No one expects politicians to be experts on every subject. Elected officials and agency directors have to make decisions on dozens of complicated issues, many of which lie far outside their areas of expertise. That’s why public discussion and expert opinions have always played key roles in shaping our laws and policies.
Here at PKWARE, we’re deeply involved in the ongoing debate about strong encryption, and whether governments can (or should) require backdoors for encrypted communications and devices. While some politicians have advocated against backdoors, many others in Congress and law enforcement continue to call for measures that would make our data less private and less secure.
At PKWARE’s recent Cyber Wars event in Washington, D.C., the topic of encryption backdoors sparked intense discussion among panelists from the public and private sectors.

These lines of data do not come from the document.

Issue #1002, opened 2022-03-03
Serilog logging instrumentation integration test improvements


nr-ahemsath:
Some improvements we can make to the Serilog integration tests:

1. Test multiple versions of Serilog.
2. Unify Serilog and Log4Net integration tests by parameterizing the framework being tested in the base test classes.  Some logic will be required to account for certain differences between the two frameworks, e.g. the names of log levels expected in logging metrics (WARN vs. WARNING).
3. Stretch goal: improve test execution time, which will mainly be about seeing if we can get rid of the built-in 55-second delay in the "MetricsAndForwarding" tests, which is necessary to make the assertions on data usage metrics work.

PR #1004, opened 2022-03-03
Move log data endpoint metric test

nr-ahemsath:
## Description

Part of issue #1002.  The `{Log4Net|Serilog}MetricsAndForwardingTests` included an assertion on the data usage supportability metric for the `log_event_data` endpoint.  This required the test to include a delay of ~60 seconds in order to cause a harvest cycle to happen, triggering the call to the log event data endpoint, which would then generate the expected supportability metric.  However, since this test is subclassed so many times, and because we disable parallel running of tests on the server for reliability, this was causing the logging tests to take a very, very long time to run on the server (at least an hour or two).

I've moved the data usage metric assertions on log event data to the `DataUsageSupportabilityMetricsTests`, which are only subclassed four times at present, so the 60 second delay isn't as big of deal in that context.  I also refactored those tests to use an XUnit `[Theory]` to reduce code duplication.

# Author Checklist
- [X] Unit tests, Integration tests

# Reviewer Checklist
- [ ] Perform code review
- [ ] Review Changelog


JcolemanNR (approved):
Great idea! This should make developing the tests easier as well

PR #1006, opened 2022-03-04
Swap logs maxsamples config precedence

jaffinito:
## Description

- After some lengthy discussions we decided to have the connect config take precedence over the local values since we want the maxSamplesSize to be spread over the individual faster event harvests.
- Includes setting the default value in the GetValueOrDefault as well to ensure we always get a good value.
- Not test changes since this just swaps precedence.

# Author Checklist

# Reviewer Checklist
- [x] Perform code review
- [ ] Review Changelog


JcolemanNR (approved):
Looks good based on the recent decisions. I'd prefer if we had some test coverage for the overrides, but it sounds like that isn't an established pattern.

PR #1013, opened 2022-03-10
Adds log forwarding for Microsoft.Extensions.Logging in .NET Standard 2.0+ (.NET Core Agent)

jaffinito:
## Description

- Moves LoggingHelpers out of Logging and into Extensions to share it between the new wrappers.
- Changes LogProviders.cs from using const string to use List<string> for the provider names since there are more than one possible value for the provider name for a framework. 
- Replaces LoggerFactoryWrapper with AddProviderRegistrationWrapper.  The method LoggerFactoryWrapper instruments only exists in .NET 5+.  AAddProviderRegistration is a lower level method that is called by all versions.  It is slightly less efficient since it is called for each provider.  it is basically identical to its predecessor otherwise.
- Adds MicrosoftLoggingWrapper to enabled forwarding logs.  MEL does not have the concept of a LogEvent so we pass around the MethodCall instead.  It also doesn't have a timestamp so we create one as early as possible.
 
Tests:
- Added MEL versions of the MaxSamples, HSM, and MetricsAndForwarding tests for .NET Core+ only
- MEL has different names for the various log levels so those have been changed in the MEL versions of the tests
- The new MEL LoggingAdapter also sets up Serilog as a provider to ensure that we are tests the ability to disable the other providers.  This is what led to some changes in this branch compared to the prototype.  If the disable does not work, the counts for various log lines will be off.
- Updates the *MaxSamples tests to use 12 instead of 1 as the max value since the log_event_data faster event harvest is now active.  This means that any values we set are really divided by 12 and returned to us by the server.
- Removed the JSON constants and instead the new work uses the raw .net version preprocessor directives.  The tests were not properly detecting .NET Core 2.1 so it was acting like it was unsupported -  returning NotImplemented.  Using the builtin directives works fine.
- Most of the new MEL test infra is hidden behind a preprocessor directive since it is .NET Core 2.1+ only.

# Author Checklist

# Reviewer Checklist
- [ ] Perform code review
- [ ] Review Changelog


nr-ahemsath (approved):
Looks good, tests pass locally.  I did have a couple of the flickers you talked about; they have to do with the fire-and-forget async logging scenarios not completing within the amount of time the test sleeps after executing all the relevant commands.  Since this issue affects all of the logging integration tests we can address it separately from this PR.  👍

PR #1019, opened 2022-03-11
Test multiple versions of Serilog back to 2.0.0

nr-ahemsath:
## Description

Final part of #1002.  Test multiple versions of Serilog back to 2.0.0.

We can only test Serilog <2.5.0 in .NET Framework, because of how our tests for Microsoft.Extensions.Logging also depend on Serilog - specifically Serilog.Extensions.Hosting, whose earliest version (2.0.0) depends on Serilog >= 2.5.0.  However, I see no particular reason to suspect that we would not support Serilog 2.0.0 in .NET Core as well.


jaffinito (approved):
Looks good!  The tests themselves already load up different versions so this just works.

nr-ahemsath:
Having some test failures with the MEL local decoration cases after merging that into this branch, will address on Monday.

nr-ahemsath:
Tweaked a couple of versions to get all of the logging integration tests to pass.  Ready for review again.

PR #1030, opened 2022-03-22
Add back entity.name to log data payload and local decoration

nr-ahemsath:
## Description

Add `entity.name` (which is just the first (and usually only) application name the agent knows about) back to the log data payload and the local decoration metadata blob.

I updated the local decoration integration tests to be a bit more specific about the data it is looking for (not just asserting on the regex match, but asserting on the individual values as far as specifically as we can - in the case of the `entity.name` we know it should match the application name so we can be very specific about that one).

# Author Checklist
- [ ] ~[Agent Changelog](/src/Agent/CHANGELOG.md) or [Lambda Agent changelog](/src/AwsLambda/CHANGELOG.md) updated~ N/A 

# Reviewer Checklist
- [ ] Perform code review
- [ ] Review Changelog


jaffinito (approved):
This looks great!  I like how you added the new app naming option for the integration tests.

JcolemanNR (commented):
Looks clean!

PR #1031, opened 2022-03-23
URLEncode entity name in local decoration

nr-ahemsath:
## Description

The `entity.name` value written to the metadata blob in local decoration needs to be URL encoded.  Updated the integration tests for local decoration to account for this.


jaffinito (approved):
Nice catch!

Issue #831, opened 2021-12-02
Performance problems with calls to Assembly::LoadFrom() from instrumented methods


mdomashchenko:
This call gets injected into the beginning of every instrumented method:
https://github.com/newrelic/newrelic-dotnet-agent/blob/813b8210523c2c50942df3da119f4008a86a25dd/src/Agent/NewRelic/Profiler/MethodRewriter/FunctionManipulator.h#L269

In our case `SqlCommand.ExecuteReaderAsync` and `HttpClient.SendAsync` which are executed constantly.

Unfortunately, that quickly hits this `lock` statement in `AssemblyLoadContext`
https://github.com/dotnet/runtime/blob/70d20f1445127d6473283047d0a551ccf85f897f/src/libraries/System.Private.CoreLib/src/System/Runtime/Loader/AssemblyLoadContext.cs#L342

And looks like from time to time it's causing a lock convoy (https://devblogs.microsoft.com/oldnewthing/20061212-00/?p=28753)

I do have a dump file with 77 threads waiting on that `_unloadLock` object and no owner.

Could you, please, cache those types instead of loading them for every execution of every instrumented method?

nr-ahemsath:
This has a similar root cause to issue #533, which is currently marked closed, I believe pending feedback from the customer who was having the problem in that case.

Regarding caching the types, we do in fact do this for .NET Framework applications, but it just moves the problem somewhere else.

Ideally we should find a solution to this problem that works for both the framework and core versions of the agent.

angelatan2:
@mdomashchenko Thank you again for bringing this issue to our attention. We've spiked on the problem space; however, we will need more time to continue to hone in on the solution. An additional spike was created to have the devs continue to make forward progress.  We are closing this ticket as won't-fix until we have the spike resolved.  The spike is planned for this quarter.

srilakshmiprasannaakkineni:
Hello Team,

Is there any further progress on this issue? off late, we have been observing issues with our apps too.

jaffinito:
Thank you for checking in.  We have done additional research and believe we have an approach that would address the issue in .NET Framework. There is still some additional work needed to clean up the prototype and get it to production quality.  As for .NET Core/.NET, the approach we have in mind might also work, but since the two are very different we would need to dig in deeper with an additional spike.

We don't currently have the .NET Core/.NET spike or the .NET Framework prototype work scheduled, though it is on our radar.

Issue #533, opened 2021-04-15
Agent performance bottleneck caused by use of AppDomain.GetData() in high throughput applications


nr-ahemsath:
**Description**

At least one customer has reported seeing a performance bottleneck caused by the agent in a high-throughput application.  The overhead is caused by the agent's use of `AppDomain.GetData()` to cache the results of reflection calls to get `MethodInfo` data.  This is part of the IL-rewriting profiler component of the agent.  The part of the profiler that does this can be seen here: https://github.com/newrelic/newrelic-dotnet-agent/blob/dc85233559d62679252a48e5e55d4140681b2f0f/src/Agent/NewRelic/Profiler/MethodRewriter/FunctionManipulator.h#L328

The method `GetMethodFromAppDomainStorageOrReflectionOrThrow` is one of our helper methods that are themselves bytecode-injected into the `[mscorlib]System.CannotUnloadAppDomainException` class, as can be seen here: https://github.com/newrelic/newrelic-dotnet-agent/blob/8f8ffd1e7612de5b9ff81acea8911a3fcc880175/src/Agent/NewRelic/Profiler/MethodRewriter/HelperFunctionManipulator.h#L133

**Expected Behavior**

Since this feature of the agent is intended to be a performance optimization, it should not be causing a performance bottleneck (due to the locking inside `AppDomain.GetData()`).

**Steps to Reproduce**
There is no specific repro; the customer who reported this issue only sees it intermittently in production and is unable to reproduce in a test environment.  The symptoms of the issue are a major performance bottleneck in an app with the agent attached.  If a memory dump is taken of the app in this state, a "CrashHang" analysis with the DebugDiag tool will show many threads with the following stack at the top:
```
[[HelperMethodFrame] (System.Threading.Monitor.Enter)] System.Threading.Monitor.Enter(System.Object) 
System.AppDomain.GetData(System.String)+c7 
mscorlib.dll!Unknown+3d 
mscorlib.dll!Unknown+37 
```

Note: this behavior would only occur in .NET Framework; the profiler does not do this for .NET Core apps.

Idea: since the profiler method which uses the MethodInfo caching has a boolean `useCache` parameter (currently only used to distinguish between .NET Framework and .NET Core uses of this method), it should be fairly easy to make the use of this cache a configurable parameter that users could set to false if they encounter this kind of thread contention.

Internal note: [original customer ticket](https://newrelic.zendesk.com/agent/tickets/452184)
[...]

PR #1033, opened 2022-03-23
Configuration option to disable use of AppDomain for caching method information

### LINKED ISSUE #1008: Modify environment variables to be more user friendly
I was recently attempting to use environment variables to configure the .NET Agent, and ran in to a scenario where they were not working as I expected/hoped. 

I was trying to use one of the `XYZ_ENABLED` environment variables and had set it's value to `1` thinking that this should enable the option, but alas it did not. Currently the only things that are accepted are `true` to enable, and `false` to disable options exposed via environment variable (case sensitive).

### Feature Description
Modify environment variable logic to allow `0` and `1` to enable/disable features, in addition to `true`/`false`. Also, the `true`/`false` logic should be modified to be case insensitive. 

Example inputs to enable environment variable toggles:
- `1`
- `true`
- `TRUE`
- `True`

Example inputs to disable environment variable toggles:
- `0`
- `false`
- `FALSE`
- `False`

### Additional context
Currently the logic uses the default implementation for  `bool.TryParse(...)` which only accepts `true` or `false`:
https://github.com/newrelic/newrelic-dotnet-agent/blob/6bd398292186ce39992c8a2a584438cdafd5c54c/src/Agent/NewRelic/Agent/Core/Configuration/DefaultConfiguration.cs#L1905-L1913

JcolemanNR:
## Description

This PR introduces a secret environment variable in the profiler `NEWRELIC_DISABLE_APPDOMAIN_CACHING` that will disable the use of the AppDomain to cache method information in profiled .NET Framework applications. This effectively makes the .NET agent behave the same for .NET Framework and .NET Core applications

This is intended as an option for customers who are experiencing #533 to try. As a warning, customers who disable AppDomain caching with this new environment variable may encounter #831.

Closes #1008 by accepting 1/0 and case insensitive true/false for Boolean environment variables. 

# Author Checklist

# Reviewer Checklist
- [ ] Perform code review
- [ ] Review Changelog


src/Agent/NewRelic/Agent/Core/Configuration/DefaultConfiguration.cs
```diff
@@ -1969,8 +1977,27 @@ private bool EnvironmentOverrides(bool local, params string[] environmentVariabl
                 .Select(_environment.GetEnvironmentVariable)
                 .FirstOrDefault(value => value != null);
 
-            return bool.TryParse(env, out var parsedValue) ? parsedValue : local;
+            if (env != null)
```
jaffinito, line 1980: Rad!!  This is a great change!

jaffinito (approved):
👍

JcolemanNR:
@sberkovitz: Great idea! :) We actually have a change in the works right now to cache method information in a ConcurrentDictionary directly in the agent, but it isn't ready for release yet. 

This work was started by @tehbio, and I've worked on it a bit as well. We should hopefully be able to roll this out as an improvement to both .NET Core and Framework applications when we're ready to release it:
https://github.com/newrelic/newrelic-dotnet-agent/tree/jcoleman/method-caching-improvement

PR #1040, opened 2022-03-29
Adds test for server sending back 0 for maxSamples

jaffinito:
## Description

Adds tests to ensure that when the server sends back a 0 for maxSamplesStored we stop forwarding log lines.  This is used as part of the system to disable log forwarding account-wide.

It does this in the tests by setting the value locally to 1, which causes the server to sen back 0 (server divides the local value by 12 - 5 seconds harvests)

# Author Checklist

# Reviewer Checklist
- [ ] Perform code review
- [ ] Review Changelog


JcolemanNR (approved):
While I think this is a bug that the collector would ever return 0 when a positive value is supplied to it, I think it's valuable to test that we don't send anything when the the collector does return 0...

The consensus was overwhelmingly against the use of backdoors, for the simple reason that any backdoor introduces a fatal flaw in an encryption system. As Merritt Baer, a cybersecurity expert who previously worked in the Department of Homeland Security’s Office of Cybersecurity and Communications, put it, “Things are either end-to-end encrypted, or they’re not.”
Always A Bad Idea
Unfortunately, not everyone in Washington sees things that way. Since replacing James Comey last year, FBI Director Christopher Wray has followed his predecessor’s lead in calling for access that is only possible through the use of backdoors, while saying he does not want backdoors. In his recent comments at an FBI cybersecurity conference, Wray said, “We’re not looking for a ‘back door’—which I understand to mean some type of secret, insecure means of access. What we’re asking for is the ability to access the device once we’ve obtained a warrant from an independent judge, who has said we have probable cause.”
The problem, of course, is that any method of facilitating third-party access to encrypted data is by definition insecure. Encrypted data is only secure if (a) the data cannot be deciphered without knowledge of the decryption key, and (b) knowledge of the decryption key is restricted to authorized users. Compromise on either of those points defeats the entire purpose of encryption.
In his speech, Director Wray cited an example from 2015, in which several large banks agreed to retain copies of encrypted communications involving bank employees, along with the keys needed to decrypt the data, in order to address concerns raised by the New York State Department of Financial Services. This process is known as key escrow, and it’s a common practice used by employers to ensure their own access to sensitive data, whether the government asks them to do it or not.
Expanding the concept of key escrow to the country at large, however, would create unacceptable risks to privacy and security. Escrowed keys, whether they were associated with encrypted devices or encrypted communication channels, would be highly vulnerable to misuse within the government and to attacks from outside. As one PKWARE expert said at the Cyber Wars conference, “It’s not just a backdoor for law enforcement. It’s a backdoor for everybody.” Corporations and individuals would inevitably find that their encrypted data was being accessed not only for authorized purposes, but also by thieves, spies, and everyone else who managed to hack into the repository of escrowed keys.
The Debate Continues
Twenty-five years ago, the US government tried to implement a backdoor via the Clipper Chip program, which would have used key escrow to compromise encrypted voice and data communications. The initiative never gained traction and was cancelled after a few years, thanks in large part to technology experts who pointed out the system’s inherent weaknesses. This time around, the stakes are higher, and the debate is even more important. As long as the discussion goes on, PKWARE will continue to raise awareness of the dangers of backdoors and the benefits that strong encryption provides for individuals, businesses, and the government itself.